> **Problem requirements**: Return the lines below that contain "table".

(Records for processing Opens)

PR #4539, opened 2025-09-09
Add api key or system-type to event logs user field

### LINKED ISSUE #4421: [Feature] Audit Logs: user: null when using PAT for authentication
### Description of Feature

I know that API keys show as no user / "user": null in the audit logs but also PAT updates also seem to result in "user": null.

Is there a way for PAT authenticated updates to render in the audit logs?

Kevin-Chant:
### Features and Changes

* Adds a new type to the `EventUser` union: `{type: "system"}` for automatic/system-generated events
* Updates the `createEvent` helper to properly log the existing `api_key` when present. This was already working for AuditLogs but not for Events.
* Updates the `createEvent` helper to log `{type: "system"}` when neither `userId` nor `apiKey` are present

- Closes #4421

### Testing

Update an experiment in the following ways and then check the `/events` page to verify they are tagged appropriately:
* Manually update an experiment (metadata or refreshing results)
* Using the API authenticated with a Personal Access Token
* Using the API authenticated with an API key
* Automatically via the `updateExperimentResults` job

### Screenshots

image

### DIFF
--- a/packages/back-end/test/events/webhook.test.ts
+++ b/packages/back-end/test/events/webhook.test.ts
@@ -50,7 +50,7 @@ describe("webhook test events", () => {
           object: "webhook",
           projects: [],
           tags: [],
-          user: null,
+          user: { type: "system" },
         },
         dateCreated: expect.any(Date),
         event: "webhook.test",


packages/back-end/src/models/EventModel.ts
```diff
@@ -257,7 +257,14 @@ export const createEvent = async <
...
           }
-        : null,
+        : context.apiKey
+          ? {
+              type: "api_key",
+              apiKey: context.apiKey,
+            }
+          : {
+              type: "system",
+            },
```
Kevin-Chant, line 267: This is the riskiest part of the PR. I based the logic on what we have [here](https://github.com/growthbook/growthbook/blob/main/packages/back-end/src/services/context.ts#L239) but am open to suggestions

gazzdingo: i think that is fine and we have used that pattern in the past so i dont think its to risky

PR #4541, opened 2025-09-09
fix: Cache job metrics + Use default export interval for OTEL

ahdriel:
### Features and Changes

While investigating increased CPU usage when running backend `with-tracing`, which enables OTEL, we have 2 changes that reduce CPU usage.

- Caching metric handler for jobs (as these are now shared by all jobs we expect memory usage to be lower in a scenario where many jobs are running in parallel)
- Use default value for `exportIntervalMillis` (60s) instead of 1s
  - The previously configured value is too aggressive and means we will be spending CPU cycles serializing the data, and sending it to the collector.
- Added `GB_DISABLE_JOB_LOGS` env, to keep OTEL metrics but disabled logs if needed.

### DIFF
--- a/packages/back-end/src/services/tracing.ts
+++ b/packages/back-end/src/services/tracing.ts
@@ -13,90 +13,92 @@ const normalizeJobName = (jobName: string) => {
     .toLowerCase();
 };
 
-export const trackJob = <T extends JobAttributesData>(
-  jobNameRaw: string,
-  fn: (job: Job<T>) => Promise<void>
-) => async (job: Job<T>) => {
-  let hasMetricsStarted = false;
+export const trackJob =
+  <T extends JobAttributesData>(
+    jobNameRaw: string,
+    fn: (job: Job<T>) => Promise<void>,
+  ) =>
+  async (job: Job<T>) => {
+    let hasMetricsStarted = false;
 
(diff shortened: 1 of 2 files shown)


packages/back-end/src/services/tracing.ts
```diff
@@ -16,41 +19,32 @@ export const trackJob =
...
+      getJobsRunningCounter().increment(attributes);
       hasMetricsStarted = true;
     } catch (e) {
       logger.error(
         { err: e, job: job.attrs },
-        `Error initializing counter for job`,
-      );
-    }
-    try {
-      histogram = metrics.getHistogram(`jobs.duration`);
```
jdorn, line 42: This was inside a try/catch block before but now it's not. Could creating the counter/histogram ever throw errors? Should we call `?.record` so if the counter is null it doesn't break?

ahdriel: It still is within a try/catch, but on a layer up, when we call `getJobsDurationHistogram`.

```
try {
        const end = performance.now();
        const elapsed = end - startTime;
        getJobsDurationHistogram().record(elapsed, attributes);
      } catch (e) {
        logger.error(
          { err: e, job: job.attrs },
          `Error recording duration metric for job`,
        );
      }
```

PR #5192, opened 2026-01-30
fix behavior of dimension selector

lukesonnet:
### Features and Changes

Fix pre-defined dimensions to await the successful computation of a new analysis. Previously it ran the analysis but needed a re-render to get the completed analysis.

Fix updater to run and reset to base result when pre-defined dimension is selected (ideally it would just also compute the pre-defined dimension update, can fast follow with that). Previously the update button did nothing.

Reduced "flicker"/load time on other selectors.

### DIFF
--- a/packages/back-end/src/services/experiments.ts
+++ b/packages/back-end/src/services/experiments.ts
@@ -645,19 +645,19 @@ export async function parseDimension(
     if (dimension.match(/^exp:/)) {
       return {
         type: "experiment",
-        id: dimension.substr(4),
+        id: dimension.substring(4),
         specifiedSlices: slices,
       };
     } else if (isPrecomputedDimension(dimension)) {
       return {
         type: "experiment",
-        id: dimension.substr(PRECOMPUTED_DIMENSION_PREFIX.length),
+        id: dimension.substring(PRECOMPUTED_DIMENSION_PREFIX.length),
         specifiedSlices: slices,
       };
-    } else if (dimension.substr(0, 4) === "pre:") {
+    } else if (dimension.substring(0, 4) === "pre:") {
       return {
         // eslint-disable-next-line
-        type: dimension.substr(4) as any,
+        type: dimension.substring(4) as any,
       };
     } else {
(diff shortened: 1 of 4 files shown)


packages/front-end/components/Dimensions/DimensionChooser.tsx
```diff
@@ -247,35 +247,35 @@ export default function DimensionChooser({
           dimensions: [v],
         };
 
-        triggerAnalysisUpdate(
+        // check if the analysis exists in the current snapshot
+        const analysisExistsInMainSnapshot = snapshot
+          ? getSnapshotAnalysis(snapshot, newSettings)
```
lukesonnet: We have to check current snapshot, not standard snapshot, to see if the analysis exists and then we can skip the mutation below, which causes an unnecessary slowdown in loading the results.

The other choosers can just check the main snapshot, but because this selector can actually switch snapshots and adds an analysis to the `standardSnapshot`, we have to check the loaded `snapshot`.

packages/back-end/src/services/experiments.ts
```diff
@@ -646,10 +648,10 @@ export async function parseDimension(
         id: dimension.substr(4),
         specifiedSlices: slices,
       };
-    } else if (dimension.match(/^precomputed:/)) {
+    } else if (isPrecomputedDimension(dimension)) {
       return {
         type: "experiment",
-        id: dimension.substr(12),
+        id: dimension.substr(PRECOMPUTED_DIMENSION_PREFIX.length),
```
ahdriel: nit: Can we update this to `substring`?

`substr` is deprecated.

packages/front-end/components/Dimensions/DimensionChooser.tsx
ahdriel: Should this be `getSnapshotAnalysis() != null`?

This way we can force `analysisExistsInMainSnapshot` to be just a boolean instead of `false | ExperimentSnapshotAnalysis | null` as it currently is.

PR #5200, opened 2026-01-30
[Draft] Product Analytics Explorer UI

oelshaikh:
### Features and Changes


packages/shared/src/validators/product-analytics.ts
```diff
@@ -0,0 +1,184 @@
+import { z } from "zod";
+import { rowFilterValidator } from "./fact-table";
+
+const baseValueValidator = z.object({
+  name: z.string(),
+  color: z.string().nullable(),
```
mknowlton89: I'm not sure the color belongs at this level.

We may eventually want to introduce this, but I don't think we should add it initially. While we haven't pushed the dashboard color PR, we want the colors to be scoped at a dashboard level, not a chart level, so if a user changes the color for Chrome on one chart, it updates for other charts that have a `Chrome` series.

packages/shared/src/validators/product-analytics.ts
```diff
@@ -0,0 +1,184 @@
...
+  tag: z.string().nullable(),
```
mknowlton89: Curious to hear about the idea for the `tag` on the value?

packages/front-end/enterprise/components/ProductAnalytics/Explorer.tsx
```diff
@@ -0,0 +1,52 @@
...
+          padding: "var(--space-3)",
+        }}
+      >
+        <MetricExplorerSettings />
+      </Box>
+    </Flex>
+  );
+}
+
+export default function MetricExplorer() {
```
mknowlton89, line 35: I'd prefer this to take the same name as the file. Maybe `ProductAnalyticsExplorer`?

packages/shared/src/validators/product-analytics.ts
oelshaikh: Agreed, initially I had color and tag tied to each series/value but realized that it breaks down once we start introducting group bys. I removed the concept of persistent colors and tags in my local changes and now they're just determined at charting time (will push soon!)

packages/front-end/enterprise/components/ProductAnalytics/SideBar/ExplorerSideBar.tsx
```diff
@@ -0,0 +1,169 @@
...
+            )}
+          </Flex>
+        </Flex>
+
+        <Box px="0" mt="3" style={{
+          border: "1px solid var(--gray-a3)",
+          borderRadius: "var(--radius-4)",
+          backgroundColor: "var(--color-panel-translucent)",
+        }}>
+          <TabsContent value="metric">
```
mknowlton89, line 107: I like this approach, but I feel like it might result in a lot of duplicated (or nearly duplicated) code.

E.G. All tabs will support the `Values` section and the `Group By` section.

We may want the tab content here to only include the content that is unique for a particular type.

E.G. The SqlTabContent will have the Data Source selector, and the section where the user can view the sql, click the cta to open the modal, and include the timestamp selector.

While the fact table section will have the fact table selector, and so on.

packages/shared/src/validators/product-analytics.ts
oelshaikh: Tag was just a short auto-generated identifier like "A", "B" so that the user could quickly find which value/series relates to which line or bar on the chart, but it also breaks down when we start adding dimensions so I removed tags in my latest changes (yet to be pushed).

packages/front-end/enterprise/components/ProductAnalytics/ExplorerContext.tsx
```diff
@@ -0,0 +1,205 @@
...
+export interface ExplorerContextValue {
+  // ─── State ─────────────────────────────────────────────────────────────
+  draftExploreState: ProductAnalyticsConfig;
+  submittedExploreState: ProductAnalyticsConfig | null;
+  hasPendingChanges: boolean;
+  exploreData: ProductAnalyticsResult | null;
+  loading: boolean;
+
+  // ─── Modifiers ─────────────────────────────────────────────────────────
+  setDraftExploreState: React.Dispatch<
```
mknowlton89, line 49: I really like this pattern - while its a bit more verbose than just having a state variable and exposing the `setState` call to all of the children, I think we'll run into way fewer issues as we expand this since we won't have to write a bunch of complicated one-off `setState()` logic

PR #5206, opened 2026-01-31
feat(results): Reinstate suspicious, not enough data, draw tooltip explainers

ahdriel:
### Features and Changes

(Records for processing Closes)

> **Written answer**:
+import { rowFilterValidator } from "./fact-table";
While the fact table section will have the fact table selector, and so on.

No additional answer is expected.